Intenta con la reinstalacion del  BIOS , yo re-programe el BIOS de una placa Intel DG31PR a un amigo el cual la tiene usando con Windows 10 64bits con la versión 0071 que fue el ultimo soporte de esta bios, yo lo que te puedo brindar es el archivo .bin pero necesitarías desmontar la BIOS de la placa y re-programarlo en un programador externo como por ejemplo el EZP2019 o cualquier programador de tipo 25\26 SPI FLASH , de todas maneras te mando la versión 0071 en formato .bin, siempre has una salva del original, y esta placa trabaja muy bien con el procesador *Intel Xeon E5450*,  espero haberte ayudado.


----------



## kadirkma (Jul 4, 2020)

Busquen con este criterio de búsqueda en Google o en cualquier tienda virtual:

Intel Xeon E5450 LGA 775 ó Intel Xeon X5450 LGA 775,

lo que este último consume más energía que el E5450


----------



## kadirkma (Jul 14, 2020)

Este es la misma versión de BIOS pero en formato ejecutable sin necesidad de desmontar la BIOS siempre y cuando la placa funcione perfectamente y cargue sistema operativo, el procedimiento es sencillo después de descargado y descomprimido se le da clic derecho sobre el ejecutable y se selecciona Ejecutar como administrador seguidamente la interfaz lo va guiando en el transcurso de la instalación.


----------



## edu0025 (Ago 26, 2020)

Hola* kadirkma* tengo esa misma placa con bios 0071 y micro Corel 2 Quad de 2.66 y funciona con Win 10 pero quise pasar de de una tarjeta gt210 a una gt1030 y no funcionó en Win 10, alguna ayuda ?


----------



## capitanp (Ago 26, 2020)

demasiada grafica para esa mother
igual intenta arranca en modo seguro si los drivers


----------



## newDjFede (May 19, 2022)

Si NO actualizas la BIOS que viene original de fabrica, no podes correr Win10, dejo un link con todo lo necesario y el último bios 0071 del año 2010 (Chequeado que funciona)
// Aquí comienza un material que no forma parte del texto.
PR #1946, opened 2026-07-16
Fix event type resolver usage mismatch

mpraglowski:


fidel:
Two things before merge:
1. Publish now routes by `event_type_resolver.call(event.class)` and stops honoring `metadata[:event_type]` — that's a behavior change, not just a fix (tried to explain that in RN AgggregateRoot section)
2. `OnDSL#on` registers under `event_klass.to_s`, but `DefaultApplyStrategy` looks up by `event.event_type`. Equal in practice, but deliberate, or should the lookup use `event.class.to_s` for symmetry?

PR #1947, opened 2026-07-16
Add Docker-based local dev environment (no Ruby install required)

Kotmin:
## Why

Contributing to this repo currently requires a local Ruby toolchain matching the CI matrix (correct Ruby version, native deps for pg/mysql/sqlite, etc.). That's friction for anyone who doesn't already have a Ruby environment set up, or who wants to try a gem in isolation without touching their system Ruby.

## What

Adds an opt-in Docker/Compose based dev environment under `support/docker/`, wired into each gem's `Makefile` alongside the existing `make` targets rather than replacing them:

- `support/docker/Dockerfile` — multi-stage build (`test` / `mutate` / `app` / `console` targets, selected via `GEM_DIR` build arg)
- `support/docker/docker-compose.yml` / `docker-compose.dev.yml` / `docker-compose.test.yml` — app-only, live-reload overlay, and Postgres/MySQL test stack respectively
- New `make docker-test`, `make docker-mutate`, `make docker-dev`, `make docker-dev-watch`, `make docker-console` targets (currently on `ruby_event_store-active_record` and `ruby_event_store-browser`, the two gems with external DB/asset build requirements)
- A CI smoke test (`docker_dev_setup_test.yml`) that builds and boots the dev environment
- `support/ci/generate`'s `support_paths` updated to exclude `support/docker/**`, so changes here don't trigger the full ~57-workflow gem test/mutate/coverage matrix
- A docs page under `railseventstore.org/docs/contributing/`

Scope is intentionally minimal — this only adds a new opt-in path; it doesn't touch existing `make test`/`make mutate` behavior or CI for any gem. Opening as a draft since I'd like feedback on whether this is a direction the project wants before polishing further (e.g. whether more gems should get `docker-test` targets, or whether the smoke-test workflow should be folded into `support/ci/generate` itself).

## Test plan

- [x] `make docker-test` in `ruby_event_store-active_record` against Dockerized Postgres/MySQL — 414 examples, 0 failures, 7 pending
- [x] `make docker-test` in `ruby_event_store-browser` — 87 examples, 0 failures, 4 pending
- [x] `make docker-dev` boots the browser app; root, favicon, and fingerprinted CSS/JS/Stimulus assets all resolve correctly
- [x] Rebased cleanly onto current upstream `master`


fidel:
Thanks for your contribution! 

However, I had a different idea for that, especially due to fact that we already had some building blocks in place.

See: https://github.com/RailsEventStore/rails_event_store/commit/1cfc917f02c978c193a346cf94fd841d786fa79e

PR #1949, opened 2026-07-16
swimline view

pjurewicz:
## Summary

- Adds a "compare streams" view to `ruby_event_store-browser`: from a stream's page you can add other streams and see their events merged into one newest-first timeline table, one column per stream, with infinite scroll. An event linked into several compared streams renders once, as a link in each matching column.
- The data layer lives entirely in the browser gem and composes each page from existing single-stream reads — no new repository/core API. Each compared stream is read in `as_at` order and the per-stream pages are k-way merged by event time, so the merge inputs are sorted by the merge key and the result is correct also for linked events and custom timestamps.
- The timeline can be sorted along either axis of the bi-temporal model: created-at (`as_at`, default) or valid-at (`as_of`), toggled in the header. The whole pipeline — per-stream reads, merge key, cursor comparisons, group draining and the displayed time column — follows the chosen axis.
- Pagination uses a plain timestamp cursor. Pages never split a group of events sharing one timestamp: a page runs to the end of its last timestamp (fetching the rest of the group with `between(t..t)` when the per-stream page got cut exactly there), so the next page asks for strictly older events and nothing is dropped or repeated. Pages can therefore be a little longer than the nominal count — and a mass of identical timestamps (e.g. a backfill with second precision) renders as one long page.
- Fixes the in-memory repository applying `limit` before the time filters, unlike the SQL adapters where `WHERE` precedes `LIMIT` — `limit` + `older_than` is exactly the combination this pagination relies on. A shared lint example pins the ordering for all adapters.

## Test plan

- [x] `ruby_event_store` suite (incl. the new limit-vs-time-filter lint example) — green
- [x] `ruby_event_store-active_record`, `contrib/ruby_event_store-sequel`, `contrib/ruby_event_store-rom` suites — green (no adapter changes; lint example passes everywhere)
- [x] `ruby_event_store-browser` suite incl. compare view, JSON endpoint, UI/Capybara — green
- [x] Mutation testing at 100% for the browser gem diff and the in-memory fix

🤖 Generated with [Claude Code](https://claude.com/claude-code)


pjurewicz:
it's already there

PR #1955, opened 2026-07-17
Add ruby_event_store-browser-swimlane extension gem

pjurewicz:
## Summary

A browser extension gem (`contrib/ruby_event_store-browser-swimlane`) comparing several streams side by side: their events merged into one newest-first timeline table, one column per stream, with infinite scroll and a created-at/valid-at sort toggle. An event linked into several compared streams renders once, as a link in each matching column.

- **Data layer**: each page is composed from existing single-stream reads — one time-ordered (`as_at`/`as_of`) read per compared stream, k-way merged by event time. Count is the read depth per stream, not the page size: a page emits everything above the *completeness horizon* (the highest chunk end among the streams whose read was cut), so nothing provably complete is thrown away and a page carries between `count` and `count × streams` events. The shared cursor is that horizon timestamp; a chunk cut exactly at it has the rest of that timestamp's group drained with `between(t..t)`, so the next page asks for strictly older events and nothing is dropped or repeated. A mass of identical timestamps renders as one long page.
- **Built entirely on the extension API**: `/compare` and `/compare/more` via `register_routes` (json + `render_partial`), an entry link on every stream page via `stream_links`, its own Stimulus controllers via `scripts` (a separate Stimulus application importing the vendored stimulus module; timezone display synced with the core selector through the shared localStorage key). No core changes.
- CI wired via `support/ci/generate` (test / mutate / coverage workflows).

Relies on #1954 (in-memory repository: limit after time filters) and #1950 (Sequel: time sort on backward reads) — both already merged.

Supersedes the in-repo approach of #1949.

## Test plan

- [x] 36 specs: reader unit coverage (merge, cursors, timestamp groups, linked events, both sort axes) and web coverage through `Browser::App.for(extensions:)` behind `Rack::Lint`
- [x] Mutation testing — 100% (428 mutations)

### DIFF
--- a/.github/workflows/ruby_event_store-browser-swimlane_coverage.yml
+++ b/.github/workflows/ruby_event_store-browser-swimlane_coverage.yml
@@ -1,0 +1,54 @@
+name: ruby_event_store-browser-swimlane_coverage
+on:
+  workflow_dispatch:
+  repository_dispatch:
+    types:
+    - script
+  push:
+    branches:
+    - master
+    paths:
+    - contrib/ruby_event_store-browser-swimlane/Gemfile.lock
+    - ".github/workflows/ruby_event_store-browser-swimlane_coverage.yml"
+    - support/**
+    - "!support/bundler/**"
+    - "!support/ci/**"
+  pull_request:
+    paths:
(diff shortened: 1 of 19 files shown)


pjurewicz:
it's already there

PR #1958, opened 2026-07-24
poc/configurable clients

fidel:
- **Extract configurable seams from RailsEventStore::Client**
- **Add transformations seam so subclasses compose the JSON pipeline**
- **Spike: package client variants as composable modules**
- **Spike: add Encoding::Base64 module closing encrypted JSON end-to-end**
- **Tighten Base64 reads: fetch where key is invariant, [] where optional**


mokevnin:
A concrete use case for this seam, in case it helps justify landing it.

We store `T::Enum` (Sorbet) values inside event data. `PreserveTypes` writes them as a bare class name and reads them back through pass-through, so the event is effectively write-only — and the same value crossing ActiveJob comes back as a *new* object, which `T::Enum` doesn't compare equal, so `category == Ecommerce::ProductCategoryType::Program` was silently false in production. The fix is one `register` call per enum class (the class has to be closed over: the deserializer only receives the value, so a single registration for the base type can't work).

But there is nowhere to put that call. `JSONClient`'s pipeline is a default argument value, `Client` exposes no reader for it, and `PreserveTypes#registry` is private. So adding one type means passing `mapper:` and re-declaring all seven built-in registrations (`Symbol`, `Time`, `ActiveSupport::TimeWithZone`, `Date`, `DateTime`, `BigDecimal`, `OpenStruct`) in our own code. That copy is now pinned by a test on our side, but the test cannot notice the gem changing a format or adding a type — a new built-in would silently fall through to pass-through, which is exactly the bug we were fixing.

With the `preserve_types` seam from this PR the whole thing collapses to:

```ruby
class EventStoreClient < RailsEventStore::JSONClient
  ENUMS = [Ecommerce::ProductCategoryType, ...].freeze

  private

  def preserve_types
    ENUMS.reduce(super) do |preserve_types, enum_class|
      preserve_types.register(
        enum_class,
        serializer: ->(v) { v.serialize.to_s },
        deserializer: ->(v) { enum_class.from_serialized(v) },
      )
    end
  end
end
```

Prior art that we're not the only ones doing this: in #1334 the suggested workaround was literally `preserve_types_as_seen_in_json_client.register(OpenStruct, ...)` — "as seen in JSONClient" is the copy this seam removes.

Question rather than a request: could the `transformations` / `preserve_types` seam land on its own, separately from the `Encryption` / `Encoding::Base64` / module-composition part? The seam alone is additive and behaviour-preserving, while the module composition is the part that needs a design decision — splitting them would let the smaller half through without committing to the larger one. Happy to help with either if that's useful.

PR #1960, opened 2026-08-24
Reset column information after including SkipJsonSerialization

nlsrchtr:
`SkipJsonSerialization` overrides `hook_attribute_type`, which ActiveRecord consults while resolving a model's attribute types and then memoises. Models are built lazily, so anything that resolves them before the repository is first used leaves the include without effect and the payload is serialized twice: the JSON column ends up holding a JSON *string*, `data ->> 'key'` returns NULL, and GIN indexes on metadata match nothing.

`rails/test_help` does exactly that — it calls `load_schema` on every ActiveRecord descendant when the host application eager loads, which Rails generates for the test environment as `config.eager_load = ENV["CI"].present?`. An application that builds the repository in an initializer and first uses it inside a test therefore writes double-encoded events.

The fix is one line: reset column information right after the include.

## It is not Postgres-only

The include sits on the path shared by every adapter, and I could reproduce it on **MySQL** as well as PostgreSQL. The added spec therefore covers postgres `json` and `jsonb` and mysql `json`, with adapter-aware SQL — MySQL addresses JSON through a path expression and has no `::` cast.

Verified red/green on each, using the repository's own `Gemfile.database`, matching the CI matrix:

| variant | with the fix | without |
|---|---|---|
| sqlite3 + binary | 305 / 0 | — |
| postgres 14 + binary | 418 / 0 | — |
| postgres 14 + jsonb | 420 / 0 | **420 / 1** |
| postgres 18 + binary | 418 / 0 | — |
| postgres 18 + json | 420 / 0 | **420 / 1** |
| postgres 18 + jsonb | 420 / 0 | **420 / 1** |
| mysql 8.4 + binary | 305 / 0 | 305 / 0 |
| mysql 8.4 + json | 306 / 0 | **306 / 1** |
| mysql 9.7 + binary | 305 / 0 | — |
| mysql 9.7 + json | 306 / 0 | **306 / 1** |

Two things worth reading out of that table. Without the fix there is **exactly one** failure on every JSON variant, and it is the new spec — the other ~420 examples stay green, which is why this could sit unnoticed. And `mysql + binary` passes with and without, so the change is inert where there is no JSON column.

## In production

Running on a staging deployment for two days, on postgres with `jsonb`:

- 261,645 events total, `jsonb_typeof` returns a single group: `object` / `object`
- 3,939 of those written since the deploy, all objects
- 243,570 rows matched by `metadata -> 'site_id' IS NOT NULL`, so the GIN path resolves

## About the spec

It runs in a subprocess. `skip_json_serialization_spec.rb` cannot observe this, because `run_lifecycle` resets column information before each example and hides the memoised attribute types the bug is about. This is the same approach `spec/lazy_load_spec.rb` already takes.

I also passed `stderr: $stderr` through `run_in_subprocess` and had the failing branch print what the column actually holds. Without it the failure a maintainer sees is `expected: 0, got: 1`, which says nothing:

```
data ->> '$.foo' returned nil; the column holds "\"{\\\"foo\\\":\\\"bar\\\"}\""
```

Happy to split the diagnostics out or adjust the spec's shape if you would prefer it differently.


pjurewicz:
@nlsrchtr thanks for the PR! We will look into it very soon

nlsrchtr:
Hi @pjurewicz,

the code and PR is obviously not my brain-child, but AI powered work. The core problem stays the same and I hope this PR helps to enhance the CI suite to cover such hidden problems, which might end up in plain text JSON in JSON columns or related issues.

Let me know what you think.

Regards,

andrzejkrzywda:
Hi @nlsrchtr,

No worries about the AI work here. What's important is that you spotted an important regression here and fixed it. Thank you!

BTW, could you share the specifics of your app when it comes to exposing this bug? It seems we have missed it in our test setup.

pjurewicz:
@nlsrchtr, I'm happy to announce that your change was released in rails_event_store 3.1.0, 3.0.1, and 2.19.3!
Thanks again for your contribution.
Would you be up for a short call (around 10 minutes) to chat about your experience with RES - what works well, what could be better, and what you'd like to see next?

nlsrchtr:
> BTW, could you share the specifics of your app when it comes to exposing this bug? It seems we have missed it in our test setup.

Hi @andrzejkrzywda,

sure I can add some more context on how we stubled upon this:

We were raising the rails_event_store family from 2.17 to 3.0 as part of a Rails 8 upgrade. The suite stayed green through it, and nothing raised.

What exposed it was writing a test on purpose: after a major bump we tend to add a few guards that assert how something works rather than that it works. One of them asserted the stored representation of `data/metadata — jsonb_typeof` is `object, data ->> 'key'` comes back, `Portal::Event#data` is a `Hash`. That is what failed.

The defect is not reliably observable from inside a suite run. In a full run something resets the model's memoized attribute types and it disappears — we measured it both ways. Asserting the stored format from an ordinary test only fails when that file runs alone or with a small subset. We ended up booting a fresh process and asserting what Postgres actually stored, which is the same shape as your own `spec/lazy_load_spec.rb`. That is probably why this could sit in a lot of green suites.

Production was never affected — it does not load rails/test_help, and we confirmed the stored data is clean.

nlsrchtr:
> @nlsrchtr, I'm happy to announce that your change was released in rails_event_store 3.1.0, 3.0.1, and 2.19.3! Thanks again for your contribution. Would you be up for a short call (around 10 minutes) to chat about your experience with RES - what works well, what could be better, and what you'd like to see next?

Hi @pjurewicz,

I'm happy, that I was able to support this very useful project. Surely, we can have a call, but honestly I don't know if my feedback is of any help for you - since I think we are using RES in a pretty normal way. If you stil think it might be worth your time, feel free to contact me directly.

Regards!

nlsrchtr:
> > @nlsrchtr, I'm happy to announce that your change was released in rails_event_store 3.1.0, 3.0.1, and 2.19.3! Thanks again for your contribution. Would you be up for a short call (around 10 minutes) to chat about your experience with RES - what works well, what could be better, and what you'd like to see next?
> 
> Hi @pjurewicz,
> 
> I'm happy, that I was able to support this very useful project. Surely, we can have a call, but honestly I don't know if my feedback is of any help for you - since I think we are using RES in a pretty normal way. If you stil think it might be worth your time, feel free to contact me directly.
> 
> Regards!

Hi @pjurewicz,

the more I think about it, the more topics come to my mind f.e. GDPR and multi tenancy.

Regards,

pjurewicz:
@nlsrchtr, great! Please set up a meeting at any time that works for you:
https://scheduler.zoom.us/piotr-jurewicz/30-mins-with-piotr

PR #1962, opened 2026-08-25
Feature/async bulk dispatcher and scheduler

jdlubrano:
For applications where actions may publish many events in one transaction or there are many subscribers to a particular type of event, you can end up fanning out the events to many async handlers.  If you use a relational database as your ActiveJob backend, those database calls that are quick individually can grow into a performance bottleneck.

Rails 7.1 added the `perform_all_later` API to `ActiveJob` to optimize calls to ActiveJob's backend.  Instead of making one call per job, `perform_all_later` enqueues many jobs in one call.  Under the hood `perform_all_later` leverages Sidekiq's bulk push API or `insert_all` to backends like Solid Queue or GoodJob.  This PR introduces a `RailsEventStore::AfterCommitBulkDispatcher` and `RailsEventStore::ActiveJobBulkScheduler` so that RES consumers may opt in to the same kinds of optimizations for their async handlers.

To opt in, users must configure the dispatcher and scheduler in their application (no behavior changes by default for applications using RES):

```ruby
event_store = RailsEventStore::Client.new(
  message_broker: RubyEventStore::Broker.new(
    dispatcher: RubyEventStore::ComposedDispatcher.new(
      RailsEventStore::AfterCommitBulkDispatcher.new(
        scheduler: RailsEventStore::ActiveJobBulkScheduler.new(serializer: RubyEventStore::Serializers::YAML)
      ),
      RubyEventStore::SyncScheduler.new
    )
  )
)
```

Since the dispatcher is opt-in, I chose not to raise errors (or otherwise validate) that `perform_all_later` is available in the consumer's application.  I can certainly add that sort of thing if the maintainers would like to suggest an approach for doing that 🤔 . 

## Open Questions

* It's entirely possible that publishing many events within a transaction is considered a smell for RES implementations.  Therefore, this optimization may be discouraged conceptually in which case I can close the PR 😃.


rails_event_store/lib/rails_event_store/active_job_bulk_scheduler.rb
```diff
@@ -0,0 +1,24 @@
...
+module RailsEventStore
+  class ActiveJobBulkScheduler < ActiveJobScheduler
+    def bulk_call(subscribers_and_records)
+      jobs = []
+
+      subscribers_and_records.each do |subscriber, record|
+        payload = record.serialize(serializer).to_h.transform_keys(&:to_s)
+
+        if subscriber.instance_of?(ActiveJob::ConfiguredJob)
+          subscriber.perform_later(payload)
```
jdlubrano, line 15: `ConfiguredJob` does not appear to have a public `new` method to use with bulk enqueuing.  Usually configured jobs are bulk enqueued with

```ruby
job = Job.new(...).set(...)
ActiveJob.perform_all_later([job])
```

The `ConfiguredJob` that is provided as a handler, does not know it's inputs, so it seems like we have to enqueue `ConfiguredJobs` one-by-one.

mpraglowski:
Hi Joel,
Thanks for this PR. We've already discussed something similar recently, and this looks like a good fit for what we've been talking about. Give us some time to review it :)
BTW, I'm curious what your use cases are that require a bulk dispatcher.

jdlubrano:
Hi @mpraglowski 👋 .

Thanks so much for giving this consideration.

Regarding our use case, our application allows users to create and edit purchase orders.  Purchase orders have many line items (with attributes like quantity and price).  Our UI for editing the line items is an editable grid so that the user can add or edit many lines at one time.  To "commit" their changes, the user clicks a save button, which saves the entire purchase order and saves each new or edited line.  When lines get committed, we publish events and there are downstream changes from publishing those events handled by subscribers.  We update budgets, we may notify admins for approvals, we also maintain a sort of ledger of the line item changes themselves.  If a user has updated a lot of lines in their purchase order, we see the fanout from enqueuing those subscribers adding up in terms of latency.  We use GoodJob for our ActiveJobs, so each INSERT to the GoodJob DB to enqueue an async subscriber, while only a few milliseconds, can add up for a purchase order with 100+ lines.  We wrapped the interaction in `GoodJob`'s bulk enqueue functionality, which helped quite a bit, so I figured I would try to integrate the same idea generically in Rails Event Store itself 😃 .

mpraglowski:
338593a79073888ac8921b577fe4b3af42479058 is unrelated - please remove

mpraglowski:
Hi @jdlubrano 

I've decided to propose my own PR heavily inspired by your code :)
There are a few problems with this PR that I've tried to address in my PR #1966:

* registry in dispatcher: could be shared between different instances, also could be not released when transaction won't be committed or rolled back by some reason (i.e. dropped connection)
* in my PR I've decided not to change (almost) the dispatcher - all. "plumbing" is in schedulers
* there are 2 different (payloads) after commit schedulers - would be nice to support both of them
* as Rails 7.1 has reached its EOL already I've decided to use `Transaction#after_commit` callback introduced by Rails 7.2 - that simplifies things quite a lot :) But at the same time I still do not force other users who does not use bulk schedulers to upgrade to Rails 7.2 (at least not yet) 

Let me know it this fits your solution (main requirement is Rails 7.2) and if you have any remarks to my PR #1966

jdlubrano:
@mpraglowski #1966 solves my problem and looks great.  I'll close this PR in favor of it 🎉 .

mpraglowski:
Thx @jdlubrano for inspirations. I think the #1966 will be out as RES 3.2 release ... no date yet.
If you have some other RES related topics I would be happy to discuss it - just schedule a meeting here https://scheduler.zoom.us/mpraglowski

PR #1967, opened 2026-08-31
Let AfterCommitDispatcher be told which class owns the transaction

mpraglowski:
`AfterCommitDispatcher` defers scheduling async handlers until the surrounding
transaction commits, and drops them when it rolls back. It looks for that
transaction on `ActiveRecord::Base`. When the application opens its unit of work
on a class with a connection pool of its own, `ActiveRecord::Base` reports no
open transaction, `joinable?` is false, and the dispatcher quietly degrades to
scheduling immediately. Handlers run before the records they describe are
committed, and a rollback cannot take back a job already enqueued, with nothing
in the logs to say so.

The trigger is `connects_to`, not where the events are stored. An abstract class
calling `connects_to` gets its own pool even when it names the very same
database, unless it is the `primary_abstract_class` (then Active Record registers
the pool under `ActiveRecord::Base` and the default already works). An abstract
class without `connects_to` resolves to `ActiveRecord::Base`'s pool, so a default
Rails application needs nothing.

`AfterCommitDispatcher.new` now takes an optional `transaction_owner:`, defaulting
to `ActiveRecord::Base`. It names the class whose transaction wraps the unit of
work:

```ruby
RailsEventStore::AfterCommitDispatcher.new(
  scheduler: RailsEventStore::ActiveJobScheduler.new(serializer: RubyEventStore::Serializers::YAML),
  transaction_owner: ApplicationRecord
)
```

It is unrelated to the repository's `model_factory`. `Client#publish` appends
first and dispatches after, and the repository commits its own transaction on
the event store connection inside `append_to_stream`, so by the time the
dispatcher runs there is nothing open there to join. Pointing `transaction_owner`
at the event store's abstract class reproduces the failure rather than fixing it.

Also in this PR:

- docs: the repository side of keeping events on another database
  (`WithAbstractBaseClass`), including the warning that a second database gives
  up atomicity: a business rollback after `publish` takes the records and leaves
  the events behind
- docs: a section on `connects_to` and `transaction_owner` in Subscribe
- specs: `connects_to` hiding a transaction from `ActiveRecord::Base` on one
  database, and an integration spec publishing through `Client` across two
  connections
- `Migrator#run_migration` accepts `connection:` and migrates through
  `exec_migration`


fidel:
The premies in the description doesn't hold. I'm also afraid that the configuration recommended in the docs can make things even worse. Pushed a follow-up which keeps the option but changes what is it for.

The two transaction never overlap. `Client#publish` appends first and dispatches after:

```ruby
append_records_to_stream(records, stream_name: stream_name, expected_version: expected_version)
enriched_events.zip(records) do |event, record|
  @broker.call(topic || event.event_type, event, record)
end
```

`EventRepository#start_transaction opens on `event_klass` inside `append_to_stream`, so by the time `AfterCommitDispatcher#run` asks for `current_transaction` that transaction has already committed. Nothing is open on the ES connection to join. Dispatcher rather joins application's unit of work, the ten around saving records and publishing.

With the ES on a send db and the business transaction on `AR::Base`, that means master was already correct and the documented `model: EventStoreRecord` introduces the failure:

```ruby
AppRecord.transaction do
  AppRecord.lease_connection.execute("INSERT INTO orders (number) VALUES ('42')")
  event_store.publish(MultiDbOrderPlaced.new(data: { order_id: 42 }))
  raise ::ActiveRecord::Rollback
end

expect(MultiDbAsyncHandler.queued).not_to be_nil                                         # job enqueued
expect(AppRecord.lease_connection.select_value("SELECT COUNT(*) FROM orders")).to eq(0)  # order gone
expect(event_store.read.of_type([MultiDbOrderPlaced]).count).to eq(1)                    # event committed
```

Handler scheduled for an order that doesn't exist. That is the failure this dispatcher meant to prevent.

The real trigger is `connects_to`, not the second DB. I've added specs for this scenario:

- an abstract class without `connects_to` has no connection of its own and resolved `AR::Base` pool, so `ApplicationRecord.transaction` is the same txn object and the default already joins it
- a class calling `connects_to` gets its own pool even when the `db_config` names the very same DB and the txn opened there is invisible to `AR::Base`, which reports `NullTransaction`

A single db app with read replica on `ApplicationRecord`, exactly as the Rails multiple-db guide shows, loses the guarantee. Where the events live has nothing to do with it.

What changed:
- renamed `model:` to `transaction_owner:` since the class to pass is the one whose transaction wraps the unit of work, not the one holding events
- docs now point at `connects_to` and `ApplicationRecord`, the repo page no longer presents the dispatcher as the other half of its own setup
- removed specs that opened the transaction by hand on the ES connection, a situation that won't happen
- added an integration spec publishing through `Client` across two connections and spec pining what `connects_to` does to a txn
- the repo page now warns that a second DB gives up atomicity: the repo commits its onward transaction as soon `publish` returns, so a business rollback afterwards takes the records and leaves the events

btw. the title should probably state "Let AfterCommitDispatcher be told which class owns the transaction"

PR #515, opened 2019-09-13
Don't use `-D` parameter with `install`.

propensive:


etc/fury
```diff
@@ -91,8 +91,8 @@ ngServer() {
     SCALA=$(coursier fetch --classpath org.scala-lang:scala-reflect:2.12.8 com.facebook:nailgun-server:1.0.0)
     java -Dfury.home="${FURYHOME}" -cp "$SCALA:$CLASSPATH" "$MAIN" "$PORT" &
     NG_PID=$!
-    install -D <(echo $NG_PID) $PIDFILE
```
odisseus, line 94: How do you make sure that all the parent directories of `$PIDFILE` exist in the file system?

propensive: I ended up removing the use of a PID file completely.

etc/fury
```diff
@@ -82,22 +82,26 @@ stopFury() {
   nailgun "${FURY_MAIN}" "stop" && killFury
 }
 
+alive() {
+  bash -c "(exec 6<> /dev/tcp/127.0.0.1/${PORT} > /dev/null 2> /dev/null)"
```
odisseus, line 86: I'm afraid this won't work in some situations. For example, what about the moment when the Nailgun process is already running, but hasn't started listening for connections yet? If the launcher script is run multiple times in quick succession (as happens during the integration tests), this situation is almost certain to happen.

odisseus: Nevermind, this turned out to work as intended.

Issue #521, opened 2019-09-16
Cannot use a compiler module defined in an external schema


odisseus:
This was probably introduced by pull request #485.

## Steps to reproduce
```
fury layer init
fury repo add -u gh:propensive/.scala -n scala
fury import add -i scala:scala-2.12.8
fury project add -n hello-world
fury module add -n app -c scala/compiler -t application -M HelloWorld
echo $?
```

PR #522, opened 2019-09-16
Fixed resolution of compiler references.

odisseus:
This pull request fixes the issue #521.


propensive (approved):
Looks like this ended up being more complex than we thought...

PR #551, opened 2019-09-28
Support Bloop pipelining

propensive:


propensive:
Pipelining causes multi-module builds to produce output in a different order. It's probably still stable, though.

odisseus:
Looks good, but the integration tests that have multiple modules are now broken.

src/core/args.scala
```diff
@@ -74,6 +74,7 @@ object Args {
   val LicenseArg = CliParam[LicenseId]('L', 'license, "license for code in this project")
   val ModuleArg = CliParam[ModuleId]('m', 'module, "specify a module")
   val MainArg = CliParam[String]('M', 'main, "specify a main class")
+  val PipeliningArg = CliParam[Boolean]('p', Symbol("pipelining"), "use compilation pipelining (on, off) (experimental)")
```
odisseus: This argument has the same letter as `ProjectArg`, and some commands accept both of them.

odisseus:
While rebuilding this pull request with itself, I got the following error:
```
[E] fury/schema>local:src/schema/schema.scala +91:
  | not found: value 
  | rows      <- ~Diff.gen[Schema].diff(schema, other)
```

Sí PRG3110H.86A.0071.EB.EXE que es el instalador automático no funciona (que es lo mas probable, que no funcione), debes usar el Asistente integrador de Intel y cargar el archivo .bio (PRG3110H.86A.0071.EB.bio)









						16.56 MB file on MEGA
					






					mega.nz
				



No explico mas xq no me quedan caracteres... mother intel DG31PR incluye DOS tambien


----------